_TASK DESCRIPTION_:
Type every record exactly as it appears.

········

PR #111, opened 2020-12-11
[13.0][FIX] Migration fixes + full migration scripts

MiquelRForgeFlow:
Please, review + merge ASAP :)

### DIFF
--- a/intrastat_product/migrations/13.0.1.0.3/post-migration.py
+++ b/intrastat_product/migrations/13.0.1.0.3/post-migration.py
@@ -2,9 +2,69 @@
 
 from openupgradelib import openupgrade  # pylint: disable=W7936
 
+_months = [
+    (1, "01"),
+    (2, "02"),
+    (3, "03"),
+    (4, "04"),
+    (5, "05"),
+    (6, "06"),
+    (7, "07"),
+    (8, "08"),
+    (9, "09"),
+    (10, "10"),
+    (11, "11"),
+    (12, "12"),
+]
+
+
+def map_intrastat_product_declaration_month(env):
+    openupgrade.map_values(
+        env.cr,
+        openupgrade.get_legacy_name("month"),
+        "month",
+        _months,
+        table="intrastat_product_declaration",
+    )
+
+
+def update_invoice_relation_fields(env):
+    openupgrade.logged_query(
+        env.cr,
+        """
+        UPDATE account_move am
+        SET (intrastat_transaction_id, intrastat_transport_id,
+            src_dest_country_id, intrastat_country, src_dest_region_id
+            ) = (ai.intrastat_transaction_id,
+            ai.intrastat_transport_id, ai.src_dest_country_id,
+            ai.intrastat_country, ai.src_dest_region_id)
+        FROM account_invoice ai
+        WHERE am.old_invoice_id = ai.id""",
+    )
+    openupgrade.logged_query(
+        env.cr,
+        """
+        UPDATE account_move_line aml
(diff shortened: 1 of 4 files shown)


JordiMForgeFlow (approved):

LoisRForgeFlow (approved):

intrastat_product/models/intrastat_product_declaration.py
```diff
@@ -477,11 +477,12 @@ def _prepare_invoice_domain(self):
         start_date = date(int(self.year), int(self.month), 1)
         end_date = start_date + relativedelta(day=1, months=+1, days=-1)
         domain = [
-            ("date", ">=", start_date),
-            ("date", "<=", end_date),
+            ("invoice_date", ">=", start_date),
```
pedrobaeza, line 480: I think the accounting date is used here on purpose

intrastat_product/migrations/13.0.1.0.3/post-migration.py
```diff
@@ -2,9 +2,69 @@
...
+        table="intrastat_product_declaration",
+    )
+
+
+def update_invoice_relation_fields(env):
+    openupgrade.logged_query(
+        env.cr,
+        """
+        UPDATE account_move am
+        SET (intrastat_transaction_id, intrastat_transport_id,
```
pedrobaeza, line 36: Is this syntax allowed instead of `field1 = value1, field2 = value2`?

intrastat_product/models/intrastat_product_declaration.py
MiquelRForgeFlow: In version 12, it was date_invoice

········

_RESULT OF THE EXERCISE_:
PR #111, opened 2020-12-11
[13.0][FIX] Migration fixes + full migration scripts

MiquelRForgeFlow:
Please, review + merge ASAP :)

### DIFF
--- a/intrastat_product/migrations/13.0.1.0.3/post-migration.py
+++ b/intrastat_product/migrations/13.0.1.0.3/post-migration.py
@@ -2,9 +2,69 @@
 
 from openupgradelib import openupgrade  # pylint: disable=W7936
 
+_months = [
+    (1, "01"),
+    (2, "02"),
+    (3, "03"),
+    (4, "04"),
+    (5, "05"),
+    (6, "06"),
+    (7, "07"),
+    (8, "08"),
+    (9, "09"),
+    (10, "10"),
+    (11, "11"),
+    (12, "12"),
+]
+
+
+def map_intrastat_product_declaration_month(env):
+    openupgrade.map_values(
+        env.cr,
+        openupgrade.get_legacy_name("month"),
+        "month",
+        _months,
+        table="intrastat_product_declaration",
+    )
+
+
+def update_invoice_relation_fields(env):
+    openupgrade.logged_query(
+        env.cr,
+        """
+        UPDATE account_move am
+        SET (intrastat_transaction_id, intrastat_transport_id,
+            src_dest_country_id, intrastat_country, src_dest_region_id
+            ) = (ai.intrastat_transaction_id,
+            ai.intrastat_transport_id, ai.src_dest_country_id,
+            ai.intrastat_country, ai.src_dest_region_id)
+        FROM account_invoice ai
+        WHERE am.old_invoice_id = ai.id""",
+    )
+    openupgrade.logged_query(
+        env.cr,
+        """
+        UPDATE account_move_line aml
(diff shortened: 1 of 4 files shown)


JordiMForgeFlow (approved):

LoisRForgeFlow (approved):

intrastat_product/models/intrastat_product_declaration.py
```diff
@@ -477,11 +477,12 @@ def _prepare_invoice_domain(self):
         start_date = date(int(self.year), int(self.month), 1)
         end_date = start_date + relativedelta(day=1, months=+1, days=-1)
         domain = [
-            ("date", ">=", start_date),
-            ("date", "<=", end_date),
+            ("invoice_date", ">=", start_date),
```
pedrobaeza, line 480: I think the accounting date is used here on purpose

intrastat_product/migrations/13.0.1.0.3/post-migration.py
```diff
@@ -2,9 +2,69 @@
...
+        table="intrastat_product_declaration",
+    )
+
+
+def update_invoice_relation_fields(env):
+    openupgrade.logged_query(
+        env.cr,
+        """
+        UPDATE account_move am
+        SET (intrastat_transaction_id, intrastat_transport_id,
```
pedrobaeza, line 36: Is this syntax allowed instead of `field1 = value1, field2 = value2`?

intrastat_product/models/intrastat_product_declaration.py
MiquelRForgeFlow: In version 12, it was date_invoice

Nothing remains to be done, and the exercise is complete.